Data items
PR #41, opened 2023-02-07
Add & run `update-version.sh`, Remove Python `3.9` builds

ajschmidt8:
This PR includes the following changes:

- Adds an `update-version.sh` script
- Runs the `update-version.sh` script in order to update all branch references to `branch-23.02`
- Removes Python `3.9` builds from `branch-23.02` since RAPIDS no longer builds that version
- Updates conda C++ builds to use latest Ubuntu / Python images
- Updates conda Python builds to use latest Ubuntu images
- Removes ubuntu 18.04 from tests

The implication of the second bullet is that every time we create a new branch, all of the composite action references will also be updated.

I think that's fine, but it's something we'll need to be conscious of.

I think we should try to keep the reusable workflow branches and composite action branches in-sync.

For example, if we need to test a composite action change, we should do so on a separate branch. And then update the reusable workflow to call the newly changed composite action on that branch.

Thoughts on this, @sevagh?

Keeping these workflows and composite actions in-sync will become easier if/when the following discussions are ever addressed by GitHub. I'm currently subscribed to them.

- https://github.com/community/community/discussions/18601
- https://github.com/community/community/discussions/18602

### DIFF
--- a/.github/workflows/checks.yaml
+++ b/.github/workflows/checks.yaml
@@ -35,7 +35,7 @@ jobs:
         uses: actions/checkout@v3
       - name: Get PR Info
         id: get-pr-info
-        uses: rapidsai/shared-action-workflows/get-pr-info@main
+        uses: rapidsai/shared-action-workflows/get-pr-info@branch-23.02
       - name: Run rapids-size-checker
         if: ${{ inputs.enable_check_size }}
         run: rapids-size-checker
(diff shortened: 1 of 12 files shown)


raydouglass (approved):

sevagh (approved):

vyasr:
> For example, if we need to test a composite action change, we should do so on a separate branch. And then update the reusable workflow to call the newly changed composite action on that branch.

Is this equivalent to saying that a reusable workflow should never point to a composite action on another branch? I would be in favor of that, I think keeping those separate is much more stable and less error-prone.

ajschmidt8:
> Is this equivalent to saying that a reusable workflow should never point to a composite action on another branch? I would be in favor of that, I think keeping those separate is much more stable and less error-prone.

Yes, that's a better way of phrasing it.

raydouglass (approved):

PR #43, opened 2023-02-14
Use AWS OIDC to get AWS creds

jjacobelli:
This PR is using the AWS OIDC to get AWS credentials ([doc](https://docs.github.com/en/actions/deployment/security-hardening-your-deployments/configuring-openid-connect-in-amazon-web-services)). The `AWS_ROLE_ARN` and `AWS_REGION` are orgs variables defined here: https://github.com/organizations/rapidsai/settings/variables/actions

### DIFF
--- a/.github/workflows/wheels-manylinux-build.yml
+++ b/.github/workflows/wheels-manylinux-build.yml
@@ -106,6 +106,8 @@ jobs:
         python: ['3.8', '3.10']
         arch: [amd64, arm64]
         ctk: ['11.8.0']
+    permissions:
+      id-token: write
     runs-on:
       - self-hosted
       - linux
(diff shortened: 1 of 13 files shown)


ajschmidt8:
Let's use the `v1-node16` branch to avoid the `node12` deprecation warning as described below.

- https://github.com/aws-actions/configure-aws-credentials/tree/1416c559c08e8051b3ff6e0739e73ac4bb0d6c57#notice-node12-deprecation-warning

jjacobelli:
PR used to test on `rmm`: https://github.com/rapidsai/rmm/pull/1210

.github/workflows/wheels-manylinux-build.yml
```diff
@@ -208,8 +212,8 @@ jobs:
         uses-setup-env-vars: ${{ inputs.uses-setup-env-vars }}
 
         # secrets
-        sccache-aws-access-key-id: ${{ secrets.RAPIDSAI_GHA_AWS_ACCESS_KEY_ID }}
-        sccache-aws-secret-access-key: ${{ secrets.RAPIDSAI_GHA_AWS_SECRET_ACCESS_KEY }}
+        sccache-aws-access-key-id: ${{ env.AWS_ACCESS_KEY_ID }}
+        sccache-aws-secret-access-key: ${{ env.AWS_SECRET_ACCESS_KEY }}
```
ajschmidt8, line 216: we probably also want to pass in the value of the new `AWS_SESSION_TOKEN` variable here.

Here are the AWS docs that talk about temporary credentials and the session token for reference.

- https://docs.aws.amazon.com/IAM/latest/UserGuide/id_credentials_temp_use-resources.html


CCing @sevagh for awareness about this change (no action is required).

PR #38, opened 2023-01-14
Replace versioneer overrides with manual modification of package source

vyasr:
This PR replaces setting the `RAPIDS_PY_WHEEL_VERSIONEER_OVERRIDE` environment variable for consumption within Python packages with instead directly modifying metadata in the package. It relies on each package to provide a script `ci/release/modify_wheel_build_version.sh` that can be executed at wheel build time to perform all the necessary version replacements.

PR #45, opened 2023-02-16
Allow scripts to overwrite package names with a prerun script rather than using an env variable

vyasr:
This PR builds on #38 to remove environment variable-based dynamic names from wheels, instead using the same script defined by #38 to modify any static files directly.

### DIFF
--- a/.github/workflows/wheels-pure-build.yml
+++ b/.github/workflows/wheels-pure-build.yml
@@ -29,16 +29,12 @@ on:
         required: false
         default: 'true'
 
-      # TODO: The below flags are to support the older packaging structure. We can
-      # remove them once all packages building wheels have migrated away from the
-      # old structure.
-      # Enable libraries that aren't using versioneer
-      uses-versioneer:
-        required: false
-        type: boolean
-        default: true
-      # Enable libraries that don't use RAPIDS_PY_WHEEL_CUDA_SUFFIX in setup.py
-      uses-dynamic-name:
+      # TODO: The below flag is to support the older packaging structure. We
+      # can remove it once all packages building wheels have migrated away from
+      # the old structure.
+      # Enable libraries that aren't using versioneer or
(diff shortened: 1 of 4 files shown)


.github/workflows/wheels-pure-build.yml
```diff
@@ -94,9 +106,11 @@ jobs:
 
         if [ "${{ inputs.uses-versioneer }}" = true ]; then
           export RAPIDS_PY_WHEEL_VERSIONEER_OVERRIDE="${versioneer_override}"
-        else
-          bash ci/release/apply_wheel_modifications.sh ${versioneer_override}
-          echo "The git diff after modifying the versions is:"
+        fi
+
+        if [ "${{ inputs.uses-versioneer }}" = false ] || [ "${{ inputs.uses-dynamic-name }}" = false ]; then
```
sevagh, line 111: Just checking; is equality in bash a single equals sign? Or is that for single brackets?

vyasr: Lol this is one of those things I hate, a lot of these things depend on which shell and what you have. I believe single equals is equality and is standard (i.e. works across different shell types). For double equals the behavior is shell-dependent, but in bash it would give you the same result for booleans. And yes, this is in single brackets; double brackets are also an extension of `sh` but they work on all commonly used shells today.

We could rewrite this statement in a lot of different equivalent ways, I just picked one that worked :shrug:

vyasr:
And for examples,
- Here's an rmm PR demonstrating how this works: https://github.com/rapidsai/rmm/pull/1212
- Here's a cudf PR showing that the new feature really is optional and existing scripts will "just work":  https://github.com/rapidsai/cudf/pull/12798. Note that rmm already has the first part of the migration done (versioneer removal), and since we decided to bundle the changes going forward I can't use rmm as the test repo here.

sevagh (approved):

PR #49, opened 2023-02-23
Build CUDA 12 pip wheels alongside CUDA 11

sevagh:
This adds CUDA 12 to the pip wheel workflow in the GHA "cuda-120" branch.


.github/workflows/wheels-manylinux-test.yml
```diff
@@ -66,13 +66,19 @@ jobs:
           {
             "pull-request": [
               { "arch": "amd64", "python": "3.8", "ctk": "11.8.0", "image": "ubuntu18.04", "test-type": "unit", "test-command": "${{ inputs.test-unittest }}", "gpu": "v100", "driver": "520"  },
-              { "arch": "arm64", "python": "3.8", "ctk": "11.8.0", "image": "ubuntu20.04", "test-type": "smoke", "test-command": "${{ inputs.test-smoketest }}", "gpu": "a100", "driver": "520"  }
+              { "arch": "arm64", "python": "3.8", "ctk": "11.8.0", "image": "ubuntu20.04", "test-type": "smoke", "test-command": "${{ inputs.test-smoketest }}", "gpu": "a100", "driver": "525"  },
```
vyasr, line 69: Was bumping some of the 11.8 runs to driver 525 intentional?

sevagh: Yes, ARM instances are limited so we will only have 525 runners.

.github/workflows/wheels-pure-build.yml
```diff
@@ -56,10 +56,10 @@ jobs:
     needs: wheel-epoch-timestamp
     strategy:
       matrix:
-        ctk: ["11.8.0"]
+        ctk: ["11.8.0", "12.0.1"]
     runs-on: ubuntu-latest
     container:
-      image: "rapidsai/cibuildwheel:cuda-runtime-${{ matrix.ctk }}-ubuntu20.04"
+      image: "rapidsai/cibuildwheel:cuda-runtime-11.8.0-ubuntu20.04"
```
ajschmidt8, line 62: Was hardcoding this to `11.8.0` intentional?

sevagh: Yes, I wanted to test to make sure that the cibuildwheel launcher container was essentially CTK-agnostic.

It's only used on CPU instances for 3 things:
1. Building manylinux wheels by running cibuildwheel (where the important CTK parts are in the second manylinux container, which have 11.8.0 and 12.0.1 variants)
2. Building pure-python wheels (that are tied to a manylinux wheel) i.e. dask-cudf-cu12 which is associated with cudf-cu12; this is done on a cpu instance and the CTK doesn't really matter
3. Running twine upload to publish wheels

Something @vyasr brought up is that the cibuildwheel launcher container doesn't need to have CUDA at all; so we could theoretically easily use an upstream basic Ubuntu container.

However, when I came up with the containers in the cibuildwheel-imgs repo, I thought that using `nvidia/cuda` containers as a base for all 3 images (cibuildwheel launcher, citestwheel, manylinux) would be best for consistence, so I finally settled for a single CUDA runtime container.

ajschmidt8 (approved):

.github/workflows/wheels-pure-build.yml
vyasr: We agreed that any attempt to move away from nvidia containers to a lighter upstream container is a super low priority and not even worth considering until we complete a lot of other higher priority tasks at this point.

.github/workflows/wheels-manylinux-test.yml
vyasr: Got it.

### Activity
Search the data for "containers". Copy each line that has it.

### Answer to the exercise
However, when I came up with the containers in the cibuildwheel-imgs repo, I thought that using `nvidia/cuda` containers as a base for all 3 images (cibuildwheel launcher, citestwheel, manylinux) would be best for consistence, so I finally settled for a single CUDA runtime container.
vyasr: We agreed that any attempt to move away from nvidia containers to a lighter upstream container is a super low priority and not even worth considering until we complete a lot of other higher priority tasks at this point.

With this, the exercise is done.